#### Instructions for the task
Once the line containing "https://github.com/endlessm/threadbare/issues if you" is found in the entries below, reproduce it and every line after it, stopping at and including the line containing "Remove the CODEOWNERS rules for these files."; reproduce nothing else, and keep each line exact.

#### Data provided
- - - - - - -
PR #1927, opened 2026-02-17
Champ stealth collision changes

shadeydo:
### Replaced outer hidden border wall with a polygon
This simplifies the bounds collision and enables blink bounds checking
### Blink ability Improvements
- Fixed bug where dummy could become misaligned with the player, messing up blink calculations
- Added simple blink position indicator
- Player can no longer blink out of bounds
- Player can no longer blink to water
- Began work on removing parts of the function, so learners can code it themselves.

All of these changes are to make blinking a more robust ability, and to increase the distinction between walking on water vs blinking.

### DIFF
--- a/scenes/quests/story_quests/champ/4_outro/champ_animation.gd
+++ b/scenes/quests/story_quests/champ/4_outro/champ_animation.gd
@@ -4,7 +4,7 @@ extends CharacterBody2D
 
 @onready var champ_animation: AnimatedSprite2D = $"Champ Animation"
 
-var swim_speed: int = 100
+@export var swim_speed: int = 100
 
 func _ready() -> void:
 	# Give champ a starting swim speed


shadeydo:
Accidentally changed the audio, reopening with a new commit.

project.godot
```diff
@@ -20,6 +20,10 @@ boot_splash/use_filter=false
 boot_splash/image="uid://dvfpk2yguwjfv"
 config/icon="uid://dhwqkdin6refx"
 
+[audio]
+
+buses/default_bus_layout="uid://c7thbop54thnf"
```
wjt, line 25: I don't think this change is intentional?

wjt: It's harmless - it configures this explicitly to the default - but I don't think it should be part of this PR.

wjt: I opened https://github.com/endlessm/threadbare/pull/1928 to move `res://default_bus_layout.tres` to a better home and, in passing, make this same change.

PR #1935, opened 2026-02-18
docs: Remove pages which have been imported to the wiki

wjt:
We previously had an awkward split between documentation stored in the
repository, and pages on the wiki (which were previously in the
Discussions section).

I have imported all four files in the docs/ folder into the wiki. Remove
them from this repository.

I mostly am not worried about dead links - we can fix them as we find
them - but in the specific case of the CONTRIBUTING.md file, this has
special status on GitHub: if a CONTRIBUTING.md file is found in the repo
root, docs/ folder, or .github/ folder, then it is linked to prominently
in several places by GitHub, including
https://github.com/endlessm/threadbare/contribute (which is linked from
https://github.com/endlessm/threadbare/issues if you have not previously
contributed). Add a stub file to .github/ that links to the
corresponding wiki page.

https://docs.github.com/en/communities/setting-up-your-project-for-healthy-contributions/setting-guidelines-for-repository-contributors

Remove the CODEOWNERS rules for these files.

This leaves the only thing in the docs/ folder being a screenshot used
by the Flatpak build's AppStream metainfo. We can address this another
day.


manuq (approved):
Yes!

Issue #1613, opened 2025-11-16
Make painting cliffs terrains easier


manuq:
From Jackie Codes [presentation in GodotFest](https://youtu.be/VrwDPpLefUU?t=968), there is an easier setup for cliff tiles. It is well explained in [this other video](https://www.youtube.com/watch?v=Q8EC7womtnk) of Jackie.

Our levels had issues in the past because the cliff terrains leave inconsistent tiles that had to be adjusted one by one.

### XP Summary (total 450)
| Subdomain | Skill | XP |
| - | - | - |
| Game Design: Core Gameplay & Mechanics | Problem Solving | 150 |
| Game Design: Core Gameplay & Mechanics | Creativity & Design Thinking | 150 |
| Game Design: Core Gameplay & Mechanics | Technical Literacy | 150 |

wjt:
This is in my notes from that talk! You beat me to filing the bug.

wjt:
Problems I see for migrating the main elevation tileset:

1. I bet that there are places where we have the clifftop tile without the clifffront; and where we have the clifffront tile without the clifftop. Maybe we can ignore these but we'll need to migrate them somehow.

2. There are cases where we have the "wrong" cliff-front tile for cosmetic reasons; for example, the door at the end of lorequest 1 stealth:

<img width="512" height="509" alt="Image" src="https://github.com/user-attachments/assets/650c594d-875d-407b-9f0d-4f846dd2b8de" />

3. The real spanner in the works is the cliff_mines tiles:

<img width="256" height="384" alt="Image" src="https://github.com/user-attachments/assets/7ea37aa7-49dc-4060-80ff-ebf6d9a28f9a" />

For these you probably don't want to always have both the clifftop and the clifffront. Not sure what to do about these

PR #1938, opened 2026-02-18
Add simpler elevation tileset

manuq:
Plus a separate tiles/decoration.tres tileset for decoration tiles
that can be added in a layer on top of other tiles.

----

Duplicate tiles/elevation.tres into tiles/elevation_2.tres and
simplify it:

Set size in atlas of tiles with walls below to be 1x2 (twice taller)
and adjust their rendering texture origin to be -32 pixels.

Adjust the collision polygons of the now taller tiles to be the same
as before. Both in physics layer 0 (matching "walls") and in physics
layer 1 (matching "sight occluders"). Also remove physics layer 2
that was matching "non-walkable floor" but didn't have any polygons
in tiles.

Leave a single "Stone" terrain that can paint all at once and with
consistency for the internal wall corners.

Add a new alternative tile for the center tall tile, so it can
be used eg. in Fray's End to let the player walk the bridge.

Remove cliff mines tiles by removing the PNG from tile sources.

----

For decoration tiles:

Create a new PNG using GIMP to remove the duplicated pixels between
cliffs with and without mines. This is done by putting the cliffs
at a layer on top with the Color Erase blending mode.

Although this PNG can be improved in GIMP or Aseprite, it is not
worth the effort. It would be better to gain access to the source
artwork.

----

Port Fray's End to new elevation tileset.

Change the tileset resource in the 3 elevation TileMapLayer
nodes. Remove the now missing wall tiles. Add the alternative
collision-less tile behind the two bridges.

Also add a new 2 TileMapLayer for decorations:
- On level 0: a mine entry.
- On level 1: a staircase and a mine entry blocked by rocks.

Resolve https://github.com/endlessm/threadbare/issues/1613


manuq:
The cliffs at the east of Fray's End has been fixed by this. Before/after:

Captura desde 2026-02-18 18-22-34
Captura desde 2026-02-18 18-22-58

PR #1939, opened 2026-02-18
Champ stealth blink fixes

shadeydo:
The player can no longer:
- Blink to the water in outside corners
- Blink when in a defeated state

### DIFF
--- a/scenes/quests/story_quests/champ/3_stealth/champ_incomplete_character.gd
+++ b/scenes/quests/story_quests/champ/3_stealth/champ_incomplete_character.gd
@@ -66,7 +66,8 @@ func _apply_blink() -> void:
 	if $"../Bounds/Blink Bounds".overlaps_area(dummy):
 	# If there are no collisions, move the player to the new position.
 		if not dummy.has_overlapping_bodies():
-			global_position = target_coordinates
+			#TODO: Teleport the player instantly to the desired location
+			return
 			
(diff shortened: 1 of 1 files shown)


scenes/quests/story_quests/champ/3_stealth/champ_incomplete_character.gd
```diff
@@ -69,14 +72,17 @@ func _apply_blink() -> void:
...
 
-	# (Optional) Add a cooldown so you can’t blink every frame.
+	# TODO: (Optional) Add a cooldown so you can’t blink every frame.
 	# Start a timer or use a variable that counts down.
 
-	# (Optional) Add a small visual change when blinking,
+	# TODO: (Optional) Add a small visual change when blinking,
 	# such as a brief color change or flash.
 
 # TODO: Remove this dev ability before release.
```
felixwalberg: I'm wondering if we are getting to the point where we should try to keep the dev tools out of main. I'm not sure how late Ben will wait to pull it for the learners, but it might be better to leave main ready to go whenever that may happen.

shadeydo: Sounds good, I can remove the _dev_apply_blink function. I’d also like to start removing more stuff from the partially complete blink version for the learners. What do you think is the best way to do that while maintaining the balance of learning?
- - - - - - -
#### Answer space
https://github.com/endlessm/threadbare/issues if you have not previously
contributed). Add a stub file to .github/ that links to the
corresponding wiki page.

https://docs.github.com/en/communities/setting-up-your-project-for-healthy-contributions/setting-guidelines-for-repository-contributors

Remove the CODEOWNERS rules for these files.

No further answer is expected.